Secara resmi diantara keduanya tidak boleh ada hubungan sama sekali. Artinya
hubungan diantara keduanya harus dirahasiakan. Apabila agen tertangkap, maka agen handlers secara terbuka akan
menyangkalnya.
Penculikan
atau Penghilangan Paksa dalam operasi intelijen dikenal sebagai penggalangan
keras, yaitu korban dihilangkan sama sekali.
DKP dan Kerja
Intelijen
Dari
Surat rekomendasi Dewan Kehormatan Perwira (DKP) yang kini beredar luas,
dinyatakan bahwa Prabowo Subianto melakukan operasi Intelijen penculikan atau
lebih dikenal dengan penghilangan paksa. Dalam dunia intelijen, hal ini
bukanlah luar biasa, karena setiap anggota Kopasus memang memiliki kemampuan
untuk melaksanakan operasi intelijen.
Dengan
demikian bila ditinjau dari sisi operasi Intelijen, maka tidaklah salah pernyataan
Wiranto yang menyangkal adanya perintah untuk melakukan operasi penculikan
aktivis. Demikian juga anggota tim Mawar, tidaklah salah apabila mereka dalam
persidangan menyangkal adanya perintah dari atasan. Mereka menyatakan bahwa
penculikan itu dilakukan inisiatif sendiri.
Setidaknya
ada tiga hal utama yang menjadi catatan terhadap fenomena ini.
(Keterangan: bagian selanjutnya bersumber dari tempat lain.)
PR #2828, opened 2019-04-09
feat(webhook): retry on name resolution failures

dreynaud:
This is adding a new narrow use case where we retry, instead of retrying
on broader exceptions. CreateWebhookTask was already quite specific about
the failure modes that are retryable, so this change is consistent with
that pattern. The reason for being conservative is that we don't want to
potentially cause side effects where we hit the same webhook multiple
times in a row.

I chose to rely on orca's built in scheduling mechanism (instead of
internal retries within the task) as it seems to be properly configured
already in terms of backoff and timeout.

### DIFF
--- a/orca-webhook/src/main/groovy/com/netflix/spinnaker/orca/webhook/tasks/CreateWebhookTask.groovy
+++ b/orca-webhook/src/main/groovy/com/netflix/spinnaker/orca/webhook/tasks/CreateWebhookTask.groovy
@@ -59,14 +59,19 @@ class CreateWebhookTask implements RetryableTask {
     def response
     try {
       response = webhookService.exchange(stageData.method, stageData.url, stageData.payload, stageData.customHeaders)
-    } catch(IllegalArgumentException e) {
+    } catch (IllegalArgumentException e) {
       if (e.cause instanceof UnknownHostException) {
         String errorMessage = "name resolution failure in webhook for pipeline ${stage.execution.id} to ${stageData.url}, will retry."
         log.warn(errorMessage, e)
         outputs.webhook << [error: errorMessage]
         return new TaskResult(ExecutionStatus.RUNNING, outputs)
+      } else {
+        String errorMessage = "an exception occurred in webhook to ${stageData.url}: ${e}"
+        log.error(errorMessage, e)
+        outputs.webhook << [error: errorMessage]
+        return new TaskResult(ExecutionStatus.TERMINAL, outputs)
       }
-    } catch(HttpStatusCodeException e) {
+    } catch (HttpStatusCodeException e) {
       def statusCode = e.getStatusCode()
 
       outputs.webhook << [statusCode: statusCode, statusCodeValue: statusCode.value()]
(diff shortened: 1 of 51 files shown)


erikmunson:
👍 nifty

orca-webhook/src/main/groovy/com/netflix/spinnaker/orca/webhook/tasks/CreateWebhookTask.groovy
```diff
@@ -59,7 +59,14 @@ class CreateWebhookTask implements RetryableTask {
     def response
     try {
       response = webhookService.exchange(stageData.method, stageData.url, stageData.payload, stageData.customHeaders)
-    } catch (HttpStatusCodeException e) {
+    } catch(IllegalArgumentException e) {
```
marchello2000: it's fascinating that it throws `IllegalArgumentException`....

ajordens: couple missing spaces before the `(`

orca-webhook/src/main/groovy/com/netflix/spinnaker/orca/webhook/tasks/CreateWebhookTask.groovy
```diff
@@ -59,7 +59,14 @@ class CreateWebhookTask implements RetryableTask {
...
+      if (e.cause instanceof UnknownHostException) {
+        String errorMessage = "name resolution failure in webhook for pipeline ${stage.execution.id} to ${stageData.url}, will retry."
```
ajordens: If this error is going to be user facing I'd suggest stripping the `stage.execution.id` from it, that's confusing.

could just tack it onto the log ... `log.warn("${errorMessage} (executionId: ${stage.execution.id}", e)`

ajordens: Tough to say whether logging the entire stack trace is going to be super noisy and whether we only really need `e.message` for an `UnknownHostException`

🤷‍♂️

ajordens: Thoughts about the same treatment for the `MonitorWebhookTask`?

In theory it's equally susceptible.

marchello2000: I just came back to add a note about `MonitorWebhookTask` but you're already on, thanks @ajordens! :)

orca-webhook/src/main/groovy/com/netflix/spinnaker/orca/webhook/tasks/CreateWebhookTask.groovy
dreynaud: well it's really `validateURI` that wraps any exception in an `IllegalArgumentException`

orca-webhook/src/main/groovy/com/netflix/spinnaker/orca/webhook/tasks/CreateWebhookTask.groovy
dreynaud: @ajordens I don't think it's supposed to be user facing, if it does persist the task would fail with a timeout I think

Good catch about the `MonitorWebhookTask`, will add it

dreynaud:
Just realized I introduced an issue, the catch block is now silently swallowing `IllegalArgumentException`s that are not caused by name resolution failures. Fix incoming!

marchello2000:
lgtm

Pertama, operasi intelijen itu menjadi
Gagal Total karena terbongkar. Hal ini disebabkan (sebagian) korban yang
diculik dilepaskan kembali. Hal ini telah melanggar doktrin operasi intelijen,
yaitu korban harus betul–betul hilang tanpa jejak.
Kedua, tim DKP telah mengetahui
adanya perintah dari Prabowo (sebagai agen handlers dalam operasi intelijen)
sebagai Danjen Kopassus kepada tim Mawar dan tim Merpati.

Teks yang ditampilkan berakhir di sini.